12. Essen ohne Messer
Mein erstes Essen auf der Arbeit war eine kleine Überraschung für mich: während ich zuhause immer noch ein Messer bekommen habe, geht es dort etwas anders zu. Es wird nur Gabel oder Löffel benutzt und Fleisch einfach mit der Hand gegessen. Danach sind die Hände meistens fettig und schmutzig, was ich echt seltsam fand, aber ich arbeite daran, mich da etwas geschickter anzustellen.

  
13. Direktheit bei Aussehen
In Deutschland ist es sehr unhöflich, hier muss man sich aber nicht angegriffen fühlen, wenn man als dick und klein beschrieben wird oder Kommentare kommen wie: "Du wirst hier echt zunehmen", oder "Du hast schon zugenommen".


14. Gastfreundlichkeit
Immer, wenn ich bisher in einem anderen Haus zu Besuch war, war ich von der großen Gastfreundlichkeit überrascht. Es wird alles dafür getan, dass man sich wohl fühlt, und ich hatte immer das Gefühl, man freut sich über meinen Besuch. Viele Panameños wollen auch Ausflüge mit mir machen und mir etwas von Panama zeigen, ob das dann aber klappt, ist immer noch eine andere Frage.

  
15. Spontanität
Panameños sind wirklich spontan, und oft werden Dinge auf den letzten Drücker geplant oder nochmal verändert.
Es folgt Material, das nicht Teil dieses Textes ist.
PR #658, opened 2019-04-04
Fast aligns check

lyokha:
See description in the commit log.

To check this, create a very long table, say, with 1000 lines. Make sure that lines at the bottom of the table can be used for fast calculation of aligns, for example like in

```
|      uau | uauyaya         | ya      |
|       ua | uaua            | uaaua   |
| <cursor> |                 |         |
```
The line with `<cursor>` is empty, it only shows that cursor is inside it. The press `Tab` until another empty line appears. The motion should be very quick. As soon as you create another (the 3rd) empty line, the motion will get much slower because the fast check is now unable to figure out aligns by cells of the above 2 empty lines, and the algorithm turns to O(n) with traversal to the separator line of the table.

### DIFF
--- a/autoload/vimwiki/tbl.vim
+++ b/autoload/vimwiki/tbl.vim
@@ -254,13 +254,6 @@ function! s:get_rows(lnum, ...)
   while lnum <= line('$')
     let line = getline(lnum)
     if s:is_table(line)
-      if lnum == a:lnum && !s:is_separator(line)
-        let cells = vimwiki#tbl#get_cells(line)
-        let clen = len(cells)
-        let max_lens = repeat([0], clen)
-        let aligns = repeat(['left'], clen)
-        let line = s:fmt_row(cells, max_lens, aligns, 0, 0)
-      endif
       call add(rows, [lnum, line])
     else
       break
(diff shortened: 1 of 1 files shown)


hq6:
@lyokha For this and future PR's please clean up the git history a bit. You can do this setting your branch state to match vimwiki/dev **before adding new commits**, rather than merging vimwiki/dev. The commands to do this is the following, but just be careful because it can destroy local commits if you don't have them on a branch somewhere.
```
# Put your commits on a local branch somewhere
git checkout -b SavedCommits

# Switch to your dev branch
git checkout dev
git reset --hard upstream/dev

# Migrate the most recent commit over. Note that if there are multiple new commits, you may need to cherry-pick them in the order they were made.
git cherry-pick SavedCommits

# Push to your own remote
git push -f origin/dev
```

lyokha:
@hq6, thanks for the advice! I did exactly what you said, but still had to resolve conflicts anyway. This git thing is mysterious to me. Nevertheless, the diff looks good now.

Btw I am not sure about the name of the new function `get_cell_fast_aligns()`, perhaps `get_cell_aligns_fast()` is more correct.

lyokha:
Probably this happened because I did not fetch from upstream before doing all those git operations.

hq6:
The added code is very branch-heavy, so it might take some time to understand it and test it.

If others want to test it also and comment here, that would also be greatly appreciated.

ranebrown:
I gave this a quick test run and didn't see any issues.

Issue #456, opened 2018-03-16
Omnicomplete links issue (Markdown syntax on Windows)


RayDrew49:
Hi,

When trying to use omnicomplete to generate a list of links I'm getting the following:

[test omni](<c-x><c-o> gives a list of long paths like:

[test omni](../../../../../C:\Users\rdrew\onedrive\vimwiki\TaskPool

If I start the link with a hint like... [test omni](Tas<c-x><c-o> ... I get 'Pattern not found'

This is with markdown syntax on Windows 10. I get the same with or without the following in my vimrc:
set omnifunc=vimwiki#Complete

I'm new to both Vim and Vimwiki so hoping I'm missing something obvious.

Thanks for any help,

Ray

previsualconsent:
I'm getting the same thing.

ranebrown:
This is related to path handling which has issues in a few places on windows. See #478

ranebrown:
@RayDrew49 @previsualconsent Do you mind testing the changes I pushed to this [branch](https://github.com/vimwiki/vimwiki/tree/omni) and posting any results here or on PR #660? Thanks!

Issue #478, opened 2018-04-16
Refactor handling of paths and file names


EinfachToll:
A constant source of bugs is the sloppy, ad-hoc internal handling of file paths. Currently, paths are represented by strings and manipulated either "manually" using string operations or by using Vim's functions like fnamemodify(). Some edge cases which often go wrong now:
- path separators can be / or \ or both, depending on usage and platform
- what about \\/?
- a directory path can end in / or not
- unix paths can contain '~'
- Windows is normally case insensitive, Unix isn't
- etc.

We need a small path manipulating library which handles all the edge cases and hides the internals, so that the programmer isn't tempted to fuddle with strings.

tinmarino:
Dividing your notes:
1/ path separators can be `/` or `\` or both, depending on usage and platform
   - Windows still recognizes /. But windowsians may put their links with \ separators. There comes the problem
    - My solution would be  to unixify path before working internally in vimwiki#path and osxify its when giving it back.
        - Function definition : https://github.com/tinmarino/vimwiki/commit/81ab706e72c66300754899c54ad6536f3cbc2728
        - Example use : https://github.com/tinmarino/vimwiki/commit/6d1d4d20b05e5dda5ecc2fac156f27379431672d 

2/ what about `\/`? `\' in linux is a legal character, shoudl it be allowed or replaced ?
    - In my opinion: `\/` -> `//` -> `/` on linux (so not allowing `\` in dirnames)
                                  -> `\\` -> `\` on window because it is the windows default path normalization

3/ a directory path can end in `/` or not 

4/ unix paths can contain `~`
   - `let path = expand(path)` solves that, for better architecture, this function must be used ONLY in `vimwiki#path` autoload
 
5/ Windows is normally case insensitive, Unix isn't
    - Already solved by `function! vimwiki#path#is_equal(p1, p2)`

levirs565:
I have been refractor handling subdir in  [my pull request](https://github.com/vimwiki/vimwiki/pull/1057).

tinmarino:
This may be the most important issue of vimwiki.
I propose that the

1. output of the generated path are all with `/` and the
2. parsing considers igually `/` and `\` with some `[/\\]`


Image a path with `a\b/c` and c renamed to `../e/f` -> `a\e/f` and this mixing is hard to track.

PR #660, opened 2019-04-07
Omnicompletion fix for Windows

ranebrown:
This is a temporary fix for #456. I tested the changes on a Windows VM and omnicompletion seems to be working for markdown and default syntax. I did not encounter any regressions on a non-Windows environment but it could use some more testing.

### DIFF
--- a/autoload/vimwiki/base.vim
+++ b/autoload/vimwiki/base.vim
@@ -486,6 +486,10 @@ function! vimwiki#base#get_wikilinks(wiki_nr, also_absolute_links)
   let result = []
   for wikifile in files
     let wikifile = fnamemodify(wikifile, ':r') " strip extension
+    if vimwiki#u#is_windows()
+      " TODO temporary fix see #478
+      let wikifile = substitute(wikifile , '/', '\', 'g')
+    endif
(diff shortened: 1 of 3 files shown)


Nudin:
Do we maybe want to write a utility function  to handle path splitting and joining instead of having the case distinction everywhere?

hq6:
That is likely a good idea.

ranebrown:
I could create a function but is it really worth it since this should be deleted with #478? I don't know how much progress @EinfachToll has made on that front put there is a [branch](https://github.com/vimwiki/vimwiki/tree/path-handling) where at least some work has been done. I don't really want to spend more time working on something that is temporary and someone else is trying to fix in another way. I guess it is also somewhat dependent on the timeframe for #478 and how many similar issue crop up.

What's the consensus?

hq6:
I am fine with putting this in as is with the understanding that we hope to clean it up eventually anyways.
@Nudin, any thoughts?

ranebrown:
@Nudin just wanted to ping you again on this.

Nudin:
Since we don't know the status of #478 I'm okay with using this as a temporary solution, even through it's kinda ugly.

Die Arbeitskollegin fragt einen Tag vorher, ob wir am nächsten Tag mit ihr Kaffee trinken wollen, meine Gastschwester verkauft einen Tag vor ihrer Studienreise noch Essen, um Geld zu sammeln, und mein Gastbruder fragt mich 10 Minuten, bevor wir aufbrechen, ob wir nicht ins Kino gehen wollen. Planen ist hier echt schwierig und wird meistens nur unter den deutschen Freiwilligen gemacht. Bei Reisen ist das aber nochmal etwas anderes, glaube ich.

Am Wochenende war ich übrigens mit ein paar Freiwilligen in Playa Venao, ein Strand auf der Halbinsel Panamas, etwa vier Stunden von Penonomé entfernt. Panama hat nämlich auch eine sehr andere Landschaft als Deutschland :)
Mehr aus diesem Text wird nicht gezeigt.